_Activity_
From the data below, copy each line that includes the word "built".

.....

PR #1011, opened 2026-09-13
feat: support OpenRTB 2.6 EIDs in user.eids

mdanylov-sigma:
Closes #935. Supersedes #954 by @pkowalski-id5, who offered to hand it over; the first commit is his, cherry-picked onto current master.

iOS counterpart: prebid/prebid-mobile-ios#1350 (same API names and default).

## What

- `ExternalUserId` gets the OpenRTB 2.6 provenance fields `inserter`, `matcher` and `mm`, serialized by `getJson()`.
- New `PrebidMobile.setEidsPlacement(EidsPlacement)`: `OPEN_RTB_2_6`, `OPEN_RTB_2_5` or `COMPATIBLE` (default).
- `BidRequest.getJsonObject()` places the EIDs after the ORTB config merges.

## Changes on top of #954

- **Placement runs on the final request JSON**, after `OpenRtbMerger.globalMerge`. It combines `user.eids` and `user.ext.eids` (entries already in `user.eids` are not repeated) and writes that one list to each location the placement enables. Prebid Server drops `user.ext.eids` whenever `user.eids` is present (PBS-Go `moveEIDFrom25To26`, PBS-Java `BidRequestOrtb25To26Converter`). With #954, EIDs sent as `user.ext.eids` through `setGlobalOrtbConfig` were lost as soon as the SDK had an EID of its own.
- **One serializer.** Removed `Eid`, `Uid`, `User.eids` and `ExternalUserId.toEid()`; both locations carry the objects built by `ExternalUserId.getJson()`.
- **No writes into shared state.** `BasicParameterBuilder` copies `TargetingParams.getUserExt()` instead of putting `eids` into the publisher's `Ext`, where they stayed after the IDs were cleared.
- Removed `EidsPlacement.inUser()`/`inUserExt()`, which nothing needs now, and kept `TextUtils` out of `ExternalUserId`.
- Left out the unrelated dependency bumps; master already has most of them.

## Review comments on #954

| Comment | Resolution |
|---|---|
| Shared `Ext` keeps a stale `eids` key | `user.ext` is a copy per request, and placement works on freshly built JSON. Tests: `whenAppendParametersWithExternalUserIds_SharedUserExtIsNotModified`, `eidsPlacement_changedBetweenRequests_leavesNoStaleEids`. |
| Test cleanup resets to `OPEN_RTB_2_6` | `BidRequestTest` resets to `COMPATIBLE`. `BasicParameterBuilderTest` no longer touches the placement and now also clears `userExt`. |
[...]

PR #1013, opened 2026-09-14
Stop installing the removed SDK tools package in CI

mdanylov-sigma:
Google removed the obsolete `tools` package from its Android SDK repository on Sep 14, 2026. The `repository2-*.xml` package lists were updated at 20:24 GMT and no longer contain it.

`android-actions/setup-android` installs `tools platform-tools` by default, in both v3 and v4, so the "Set up Android SDK" step now fails in every pull request run:

```
Warning: Failed to find package 'tools'
Error: The process '/usr/local/lib/android/sdk/cmdline-tools/16.0/bin/sdkmanager' failed with exit code 1
```

Failing run: https://github.com/prebid/prebid-mobile-android/actions/runs/34899608350 (#1012). On Sep 13, #1011's run used the same runner image and `cmdline-tools` version and installed `tools` without problems.

This PR sets `packages: 'platform-tools'` on the five `setup-android` steps in `PR_checks.yml`. Nothing in the build or scripts uses the legacy `tools` package, and Gradle downloads the platforms and build tools it needs.


OlenaPostindustria (approved):
LGTM!

PR #1016, opened 2026-09-15
Release the MRAID command queue on interstitial expand()

mdanylov-sigma:
### Problem

mraid.js sends native commands one at a time. `callContainer` sets `nativeCallInFlight` and holds every later command until native code calls `mraid.nativeCallComplete()`.

For interstitials, `mraid.expand()` without a URL reaches `InterstitialJSInterface.expand()`, which was an empty override and never sent `nativeCallComplete()`. So once an interstitial creative called `mraid.expand()`, later commands such as `open()` and `close()` stayed queued in JavaScript forever.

.....

_Expected answer_
- **One serializer.** Removed `Eid`, `Uid`, `User.eids` and `ExternalUserId.toEid()`; both locations carry the objects built by `ExternalUserId.getJson()`.
| Shared `Ext` keeps a stale `eids` key | `user.ext` is a copy per request, and placement works on freshly built JSON. Tests: `whenAppendParametersWithExternalUserIds_SharedUserExtIsNotModified`, `eidsPlacement_changedBetweenRequests_leavesNoStaleEids`. |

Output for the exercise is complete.